Spot the Tax · Card 14 of 20
User.all.each will eventually run out of memory
Why a digest sender that works at launch becomes an outage trigger as the table grows.
The code
What will this cost you in six months?
class WeeklyDigestSender
def call
User.all.each do |user|
next unless user.subscribed?
WeeklyDigestMailer.with(user: user).digest.deliver_later
end
end
end The problem
User.all.each loads every row from the users table into memory before iterating. At 5,000 users that's fine. At 50,000 it's slow. At 2,000,000 the worker process runs out of memory long before it sends a single email. The code that worked perfectly at launch becomes an outage trigger the day your table grows past whatever Sidekiq's memory limit happens to be.
Take a moment. Before revealing, think about how you'd iterate over a table that doesn't fit in memory. What does Active Record give you for that?
The solution
Use find_each instead of each. It fetches records in batches (default 1,000) so memory usage stays bounded regardless of table size.

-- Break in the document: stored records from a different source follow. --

PR #4839, opened 2018-09-04
Remove favicon from UI and shot model

### LINKED ISSUE #4796: Remove source url favicon code from shot and shotindex page
Favicons against url from where shots are taken, are not functional and hidden on shot and shotindex page. 
With issue #4740 marked won't fix, we should remove related code from shot model and shotindex view and model and screenshots/server/src/proxy-url.js

chenba:
Fix #4796

### DIFF
--- a/shared/shot.js
+++ b/shared/shot.js
@@ -191,7 +191,6 @@ class AbstractShot {
     this.docTitle = attrs.docTitle || null;
     this.userTitle = attrs.userTitle || null;
     this.createdDate = attrs.createdDate || Date.now();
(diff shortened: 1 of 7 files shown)


shared/shot.js
```diff
@@ -458,15 +458,6 @@ class AbstractShot {
     this._createdDate = val;
   }
```
6a68: Should `this.favicon = attrs.favicon || null` (line 194) be removed also?

chenba: Oh yeah, good catch.

PR #4841, opened 2018-09-05
Exclude shots from Watchdog based on Firefox version/channel

### LINKED ISSUE #4770: [Watchdog] Add Release Channels Configuration
Add a configuration that would allow Screenshots to submit shots based on the shots' release channels.  This issue depends on #4748.

chenba:
Fix #4770

### DIFF
--- a/server/src/watchdog.js
+++ b/server/src/watchdog.js
@@ -13,6 +13,18 @@ const genUuid = require("nodify-uuid");
 const isEnabled = config.watchdog.enable;
 validateConfiguration();
 
+// The following is based on
+// https://product-details.mozilla.org/1.0/firefox_history_major_releases.json
+// and the release calendar. We will temporarily use it to determine if the shot
+// is from a browser that's in the release or esr channel, i.e. a major version
+// that is older than or equal to the current release version.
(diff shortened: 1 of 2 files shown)


server/src/watchdog.js
```diff
@@ -13,6 +13,18 @@ const genUuid = require("nodify-uuid");
...
+// The following is based on
+// https://product-details.mozilla.org/1.0/firefox_history_major_releases.json
+// and the release calendar. We will temporarily use it to determine if the shot
+// is from a browser that's in the release or esr channel, i.e. a major version
+// that is older than or equal to the current release version.
+const currentMajorVersion = 62;
+const firefoxMajorReleases = {
+  63: new Date("2018-10-23"),
+  64: new Date("2018-12-11"),
+  65: new Date("2019-01-29"),
```
chenba: @clouserw with the patch as it is, it'll work until Firefox 66 is released.  There's also a flag to control whether we check the channel/version at all.

clouserw: That sounds great.  If we get past Firefox 66 without figuring out what we're doing here let's make sure the failure mode is to not submit images.  Thanks!

PR #4864, opened 2018-09-11
WebExtension migration

6a68:
Having some trouble getting addons-linter to install, and had to manually delete and re-add package-lock.json (am I doing this wrong?), but this otherwise seems to work for me locally.

Things to note, from the actual commit:

-----

Migrate Screenshots to pure WebExtension 

* The addons system, not the Screenshots addon, will be responsible for
detecting changes to the 'extensions.screenshots.disabled' pref, and
starting up or shutting down the Screenshots webextension when changes
occur (bug 1488971).

* The LibraryButton code has been moved from bootstrap.js into the
embedded API. We'll be able to remove this code as soon as Library
menu items can be declared from the WebExtension manifest (bug 1366389).

* Move addon/webextension to webextension, update all the refs.

* Update makefile and build tools.

* Remove the script that deletes duplicate locales (en_CA) at build
time, because this breaks running with web-ext, and there is code to
handle duplicate locales inside export_mc.py already.

* Still TODO: README files and docs directory not yet updated


6a68:
Looks like Circle-CI had problems building addons-linter, and I had problems with that, too. I'm not sure if I broke something with the build tooling changes.

chenba:
The `addons-linter` issue is caused by some kind of (inter)dependency problem.  But https://github.com/mozilla/addons-linter/issues/1617 is not helping either.

If we reinstall `jpm` for this branch, then `addons-linter` would start working again.  With some digging, it seems like it's `sign-addon` from `jpm` that's needed.  But since `addons-linter` doesn't appear to use `sign-addon` directly, maybe it's one of `sign-addon`'s dependencies?  Madness.

6a68:
Nice sleuthing! I'm fine to re-add `jpm` as a dev dependency. Might even be able to get rid of those awful package-lock.json commits

chenba:
`Cannot find module 'regenerator-runtime'` is the actual error.  And it's a webpack dependency.

webextension/experiments/screenshots/schema.json
```diff
@@ -23,6 +23,20 @@
...
+      },
+      {
+        "name": "initLibraryButton",
+        "type": "function",
+        "description": "Initializes the Photon-based Library menu item for Screenshots",
+        "parameters": [],
+        "async": true
+      },
+      {
+        "name": "uninitLibraryButton",
```
aswan: this doesn't appear to actually be implemented?

PR #4865, opened 2018-09-11
Mark a shot as OpenGraph "image" type

notriddle:
When the URL is copy and pasted onto its own line in a [discourse.org](https://discourse.org) forum, the preview looks like this:

[](https://screenshots.firefox.com/p2rtWjzO6zbC7JNf/forum.bors.tech)

If the OpenGraph type is set to "image", it'll actually embed the image directly without any of the superflouous title stuff, the same way it does for other image hosts like imgur.

### DIFF
--- a/server/src/pages/shot/view.js
+++ b/server/src/pages/shot/view.js
@@ -119,7 +119,7 @@ class Head extends React.Component {
       return null;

While you're at it, push the subscribed? filter into the database so you skip the rows you weren't going to email anyway.

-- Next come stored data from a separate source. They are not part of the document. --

PR #4881, opened 2018-09-12
Fix #4650, ignore Renovate commits in generate-commit-log script

### LINKED ISSUE #4650: generate-commit-log script should ignore Renovate commits
The Renovate commit messages have consistent patterns, and we should ignore them when generating commit logs.

testeaxeax:
Fix #4650

### DIFF
--- a/bin/generate-commit-log
+++ b/bin/generate-commit-log
@@ -52,6 +52,8 @@ for line in log.splitlines():
 parts = []
 
 for message in messages:
+    if message.get("from") == "Renovate Bot <bot@renovateapp.com>":
+        continue
     sub = message.get("subject", "")
     if sub.startswith("[PATCH] "):
         sub = sub[len("[PATCH] "):]


bin/generate-commit-log
```diff
@@ -11,6 +11,8 @@ IGNORE_COMMITS = [
     "^chore",
     "^pontoon",
     "UTF.*Pontoon",
+    "^Update .* to .*",
```
chenba: This regex is too permissive.  But there's a better way.  When the script go through the log messages, it builds a dictionary for each.  So `message.get("from")` will give you the author of the commit, and you could match that against renovate.

testeaxeax:
Thanks for the help

bin/generate-commit-log
```diff
@@ -60,6 +60,8 @@ for message in messages:
         if re.search(pat, sub, re.I):
             should_skip = True
             break
+    if message.get("from") == "Renovate Bot <bot@renovateapp.com>":
+        should_skip = True
```
chenba: This works great.  But--and it's nit-ish--let's move this check up to be the first thing in the loop, and `continue` when true.  That way we'll just skip subject regex matching.

testeaxeax:
@chenba I updated the commit.

chenba:
@testeaxeax Thanks!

- Memory usage doesn't grow with the table
- The database does the filtering, which is faster than
next unlessin Ruby - The same code works at 5K users and 5M users
User.where(subscribed: true).find_each do |user|
WeeklyDigestMailer.with(user: user).digest.deliver_later
end The principle at play — Bounded memory iteration
Active Record's .each is just Enumerable#each on the result of the query. The query has to materialize first, which means the database returns every row and Ruby instantiates every one as a User object before the iteration begins. Memory usage grows linearly with the size of the table.

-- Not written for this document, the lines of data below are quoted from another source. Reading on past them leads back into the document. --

PR #4919, opened 2018-09-19
Catch Watchdog upstream error

### LINKED ISSUE #4871: [Watchdog] Handle error in Watchdog Response
After https://github.com/mozilla/watchdog-proxy/pull/185, Watchdog will include an `error` in its response to indicate whether PhotoDNA reported an error.  We need to use this property to prevent marking a shot as a false negative.

chenba:
Fixes #4871

### DIFF
--- a/server/src/watchdog.js
+++ b/server/src/watchdog.js
@@ -274,6 +274,15 @@ exports.handleResult = function(req) {
       throw err;
     }
 
+    // Check if there was an upstream error at PhotoDNA.
+    // We leave the result as null.
+    if (req.body.error) {
+      const err = new Error(`Watchdog submission encountered an error at PhotoDNA.`);
+      err.watchdogSubmissionId = String(record.id);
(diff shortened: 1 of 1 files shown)


chenba:
I'll file an issue in Watchdog to document its responses.

As for (intergration) testing, there's no simple way.  We could a) mock a Watchdog service to give us the responses we want to test, b) configure a Watchdog instance to give us the responses we want to test, or c) mock a PhotoDNA service to throw the errors we want.  😩

Could use mocks to unit test to see if the correct errors are thrown.

chenba:
Oh for manual verification, one could try uploading a shot that's >4MB.  But since the result is really a no-op, we'd need to check Sentry for the error.

6a68:
@chenba Cool. Do you think it'd be easy to mock out Watchdog for local testing?

6a68:
Doh, missed your earlier comment :-P

chenba:
Filed #4931 for writing tests for Watchdog integration.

find_each works differently: it fetches one batch at a time, yields each record to your block, then loads the next batch. At any moment, only the current batch is in memory. The total work is the same; the peak memory usage stays flat.
The general principle is that code which iterates over a collection should not assume the collection fits in memory. Tables grow, request payloads grow, log files grow. Anything that loads "all of X" works fine until X gets big enough to exceed your worker's memory budget — at which point your code transitions from working to causing an outage with no intermediate warning.